October 2017 – Massachusetts Institute of Technology’s Media Lab - Cambridge MA - In one of the more unique and unusual conferences I have participated, the inaugural MIT Legal Forum on AI & Blockchain was a meeting of 200 minds from across academia, law firm, and corporations big and small. It included IBM Watson as well as CodeX, NASA scientists, Baker & Hostetler, a host of other Am Law firms, and startups galore. Led by the gregarious MIT’s visiting scientist, Daniel “Dazza” Greenwood, who served as the master of ceremonies for the two day workshop.

What was so unusual was that after the keynote each day, the planning for the remainder of the breakouts happened in real-time. Dazza asked the crowd who would like to run a session and to describe the topic.

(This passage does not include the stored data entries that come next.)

PR #2444, opened 2019-03-29
re-inserting previously deleted method

rinkk:
Also added call to method in test so it doesn't get deleted again.

### DIFF
--- a/Applications/FileIO/CsvInterface.cpp
+++ b/Applications/FileIO/CsvInterface.cpp
@@ -22,6 +22,39 @@
 namespace FileIO {
 CsvInterface::CsvInterface() = default;
 
+std::vector<std::string> CsvInterface::getColumnNames(std::string const& fname,
+                                                      char const delim)
+{
+    std::ifstream in(fname.c_str());
+
+    if (!in.is_open())
+    {
+        ERR("CsvInterface::readPoints(): Could not open file %s.",
+            fname.c_str());
+        return std::vector<std::string>();
+    }
+    std::string line;
+    if (!getline(in, line))
+        return {};
+
+    std::list<std::string> fields;
+    if (delim != '\n')
+        fields = BaseLib::splitString(line, delim);
+
+    if (fields.size() < 2)
+    {
+        for (char const d : {'\t', ';', ','})
+        {
+            fields = BaseLib::splitString(line, d);
+            if (fields.size() > 1)
+            {
+                break;
+            }
+        }
+    }
+    return {begin(fields), end(fields)};
+}
+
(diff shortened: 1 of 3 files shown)


Applications/FileIO/CsvInterface.cpp
```diff
@@ -22,6 +22,44 @@
 namespace FileIO {
 CsvInterface::CsvInterface() = default;
 
+std::vector<std::string> CsvInterface::getColumnNames(std::string const& fname,
+                                                      char delim)
```
endJunction:
```suggestion
                                                      char const delim)
```

Applications/FileIO/CsvInterface.cpp
```diff
@@ -22,6 +22,44 @@
...
+
+    if (!in.is_open())
+    {
+        ERR("CsvInterface::readPoints(): Could not open file %s.",
+            fname.c_str());
+        return std::vector<std::string>();
+    }
+    std::string line;
+    if (!getline(in, line))
+        return std::vector<std::string>();
```
endJunction:
```suggestion
        return {};
```

Applications/FileIO/CsvInterface.cpp
```diff
@@ -22,6 +22,44 @@
...
+
+    std::list<std::string> fields;
+    if (delim != '\n')
+        fields = BaseLib::splitString(line, delim);
+
+    if (fields.size() < 2)
+    {
+        std::array<char, 3> delims = {'\t', ';', ','};
+        for (char d : delims)
```
endJunction:
```suggestion
        for (char const d : {'\t', ';', ','})
```

Applications/FileIO/CsvInterface.cpp
```diff
@@ -22,6 +22,44 @@
...
+        {
+            fields = BaseLib::splitString(line, d);
+            if (fields.size() > 1)
+            {
+                delim = d;
```
endJunction: Not needed.
The `delim` variable is not used after this assignment.

Applications/FileIO/CsvInterface.cpp
```diff
@@ -22,6 +22,44 @@
...
+                break;
+            }
+        }
+    }
+    std::vector<std::string> names;
+    names.reserve(names.size());
+    std::copy(fields.begin(), fields.end(), std::back_inserter(names));
+    return names;
```
endJunction:
```suggestion
    return {begin(fields), end(fields)};
```
no need to do all the work by hand.

endJunction:
The commit message could be more meaningful, like "Implement getColumnNames in csv IF."...

PR #2432, opened 2019-03-19
Use QVtkOpenGLWidget

endJunction:
The QVTKWidget is deprecated in VTK-8.1.

Fixes https://github.com/ufz/ogs/issues/2354

PR #2448, opened 2019-04-01
[DE] Fixed 3D update on item removal

bilke:
Probably since switching to the new QVTKWidget (#2432) the 3D view was not updated automatically upon item removal (e.g. mesh removal). I added a new signal/slot connect to fix this. I have not investigated why it worked before...


rinkk:
:+1:

PR #2454, opened 2019-04-07
Add ascii switch to VTK2OGS and createLayeredMeshFromRaster

TomFischer:
Feature request from Erik.


norihiro-w:
Just FYI:
When I tested it before, VTK ascii output wrote real data in fixed digit format, not in floating point expression. If it's still valid behavior in the latest and accuracy is important, one should use binary output.

TomFischer:
@norihiro-w : Thanks for pointing this out. I added some information to the command line help.

TomFischer:
Merged @endJunction suggestion.

PR #2457, opened 2019-04-09
[web] Added instructions on prj-file checking with xmllint

bilke:
As requested by @ErikNixdorf.

I also found out that xmllint provides some schema checking with [RELAX NG](https://relaxng.org) schema. This maybe worth a look...


endJunction:
@bilke RelaxNG isn't sufficient for our xml files, we would need something like [schematron](https://en.wikipedia.org/wiki/Schematron).

PR #2460, opened 2019-04-09
[DE] Added support for world files to georeference raster files

rinkk:
Image reader tries to find a world file when a raster is loaded to georeference the data correctly.

If libgeotiff is not found, vtkTIFFReader is now used instead of just giving an error msg. (vtkTiffReader is not great and has issues with lots of TIFF-variants so it's really just a fallback in case there is no alternative available.)


Applications/DataExplorer/VtkVis/VtkRaster.cpp
```diff
@@ -244,22 +252,101 @@ vtkImageReader2* VtkRaster::loadImageFromFile(const std::string &fileName)
...
+    std::string const no_ext = BaseLib::dropFileExtension(filename);
+
+    std::vector<std::string> const supported_extensions =
+    { ".pgw", ".pngw", ".pgwx",
+      ".jgw", ".jpgw", ".jgwx",
+      ".tfw", ".tifw", ".tfwx",
+      ".bpw", ".bmpw", ".bpwx",
+      ".wld" };
+
+    for (std::string ext : supported_extensions)
```
endJunction:
```suggestion
    for (std::string const& ext : supported_extensions)
```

Once that individual did so, Dazza then asked who would like to join that working session. The sessions were added to the agenda immediately followed by the commencing of those sessions. From the attendees the following topics bubbled up on day one:

  • Identity Management & Records Keeping – Chris Jagers and Joseph Raczynski
    • How do we begin the discussion of digital records on blockchain?
  • Automated LLC – James Miller and Harrison Perl
    • Project to checklist requirements to incorporate or register legal entities in all 50 states
  • VAT Coin – Joseph Kessler and Brian Ulicny
    • Governance is 75% of entities.  Is that correct?  Does it fit this context?
  • Energy Utility Token – Jonathan, Michael, and Harrison
    • How can such a process be securitized and how do we get the revenue back in a way that is sustainable and trusted by investors?
  • Supply Chain – Jaipat and Gurvinder
    • Is there a need for a new area of law called, “Provenance Law”?
  • Bankruptcy – Bob Craig and Nina Kilbride
    • With cryptocurrency as collateral, how do you classify the property?  How do you perfect ownership rights?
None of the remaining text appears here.